Global climate strike: the world grinds to a halt for the health of the planet

Environment. Barcelona joins the call to tackle the climate emergency.

Barcelona City Council is backing the global climate strike, a plea to everybody to stand up for sustainability, the protection of nature and biodiversity and climate justice. The climate emergency will be declared in the city on 1 January 2020, with a string of complementary measures to be applied relating to mobility, transport, renewable energy and waste management to counter the effects of the climate crisis.

Young people and environmental organisations have mobilised around the world to rally in the fight against climate change, an undeniable phenomenon which is here and now. Barcelona City Council is joining in with the global climate strike. The mobilisations coincided with the global summit at the UN addressing the climate emergency, which brought together the main heads of states, governments and major cities in the world.

The climate emergency is here.
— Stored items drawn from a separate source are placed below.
PR #1167, opened 2019-10-27
Migrate IBM Watson transcription to shared persistence

### LINKED ISSUE #1166: Update the IBM Watson support to use the shared transcription persistence
The Google Speech support introduced a shared transcription persistence service.

We can reduce some code duplication by updating the IBM Watson transcription module to use this shared persistence service rather than its own.

smarquard:
Update the IBM Watson transcription service to use the shared persistence module.

There should be no functional change here, so the only requirement is that the PR doesn't break anything.

During a 7.x to 8.x migration, the SQL migration script migrates the old Watson transcription job data to the new shared job table, and drops the Watson-specific table.

Resolves #1166


modules/transcription-service-ibm-watson-impl/src/main/java/org/opencastproject/transcription/ibmwatson/IBMWatsonTranscriptionService.java
```diff
@@ -872,16 +875,32 @@ public void run() {
...
       try {
         // Find jobs that are in progress and jobs that had transcription complete i.e. got the callback
-        List<TranscriptionJobControl> jobs = database.findByStatus(TranscriptionJobControl.Status.Progress.name(),
+
+        long providerId;
+        TranscriptionProviderControl providerInfo = database.findIdByProvider(PROVIDER);
+        if (providerInfo != null) {
+          providerId = providerInfo.getId();
+        } else {
+          logger.debug("No provider entry for {}", PROVIDER);
```
gregorydlogan: I feel like this should be louder than debug.  If the dispatcher in the watson service can't find its own registration, something is wrong.

modules/transcription-service-ibm-watson-impl/src/main/java/org/opencastproject/transcription/ibmwatson/IBMWatsonTranscriptionService.java
```diff
@@ -872,16 +875,32 @@ public void run() {
...
+          return;
+        }
+
+        List<TranscriptionJobControl> jobs = database.findByStatus(TranscriptionJobControl.Status.InProgress.name(),
                 TranscriptionJobControl.Status.TranscriptionComplete.name());
 
         for (TranscriptionJobControl j : jobs) {
+
+          // Don't process jobs for other services
+          if (j.getProviderId() != providerId) {
```
gregorydlogan, line 894: While i'm sure there should not be *that* many jobs, I think having the query itself do this filtering probably makes more sense.  Perhaps in a follow on PR.

modules/transcription-service-ibm-watson-impl/src/main/java/org/opencastproject/transcription/ibmwatson/IBMWatsonTranscriptionService.java
smarquard: Updated to warn. It should never happen in practice.

modules/transcription-service-ibm-watson-impl/src/main/java/org/opencastproject/transcription/ibmwatson/IBMWatsonTranscriptionService.java
smarquard: Agreed (for a later PR), at which point Watson, Google Speech and Nibity modules can all be updated to match.

smarquard:
It would be preferable to get this into 8.0 release, otherwise the db changes have to be re-done for 9.x.

karendolan (approved):
It looks good. The changes are localized to IBM Watson and transcription persistence. The tests pass and are reasonable. The upgrade script is reasonable.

What happens if we don’t act?

  • Rise in the average temperature of more than 2ºC by 2030.
  • Less rainfall, but more torrential. It is estimated that by 2050 there will be a 12% reduction in surface water resources and a 9% reduction in groundwater.
  • Heatwaves and droughts. Excessive and sustained heat will lead to a rise in mortality and sickness, particularly among those most vulnerable, such as young children and the elderly. Barcelona is expected to experience four or five heatwaves every year before 2050. Prolonged drought spells would mean restrictions to water consumption and affect vegetation and biodiversity, which would be more susceptible to infestations and blights.
  • Rise in the sea level. The rise in the sea level and floods caused by torrential rain will mean erosion at all the city’s beaches, with less sand and less surface area. It is thought that the sea level could rise by over 130 cm by the year 2100.
  • Increase in respiratory illnesses and infections. The climate change would bring vector-borne diseases such as dengue fever, Zika and chikungunya, along with an increase in cardio-respiratory illnesses caused by pollution.

What is Barcelona City Council doing about climate change?

  • Climate emergency decree. The climate emergency will be declared in the city on 1 January 2020. The municipal government will be activating a package of urgent measures this autumn, agreed by the first session by the Climate Emergency Board. Over two hundred entities, experts and officials from administrations are represented on the board. Action will be taken in the spheres of mobility, urban planning, school environments, energy and waste management.
  • Climate Plan. This is a strategic programme with 242 measures to tackle the effects of climate change, revolving around four main themes: mitigating the effects of climate change, adapting the city to the consequences of the problem, prioritising the most vulnerable groups and getting citizens involved in the fight. The main goals of the plan are:
    • To cut greenhouse gas emissions by 45%.
    • To increase greenery by 1.6 square metres per inhabitant and add more trees.
    • To cut domestic water consumption by 100 l/day.
    • To achieve 60% selective waste collection.
  • Permanent low emissions zone. The permanent low emissions zone, on all working days from 7 am to 8 pm, comes into force on 1 January 2020. A municipal by-law will regulate the restriction on traffic and fines imposed on vehicles without environmental rating badges issued by the Directorate General for Traffic (DGT). This is expected to affect some 125,000 vehicles over the next four years.

What can you do to combat climate change?

Barcelona City Council offers a list of everyday things that everyone can do to help combat the effects of climate change.

  • More greenery, for cooler air and more shade. More plants in gardens and on balconies, participation in communal allotments and proposals to create green terraces on rooftops.
  • Change to the energy model. Contract green electricity; check supply bills and find out how to cut energy consumption by approaching energy advice points; buy domestic appliances with the highest energy-efficiency ratings and install solar panelling on terraces at home.
  • More sustainable mobility. Get around on foot, on public transport or by bike; if you need to use a private vehicle, opt for vehicle sharing; reduce business trips and choose videoconferencing.
  • Consumption and waste. Reduce purchases with plastic packaging; separate paper, glass and plastic; use recycling and waste management points (punts verds); take textile bags and baskets when going shopping; buy produce by weight, opt for fresh, local organic produce and buy second-hand clothes.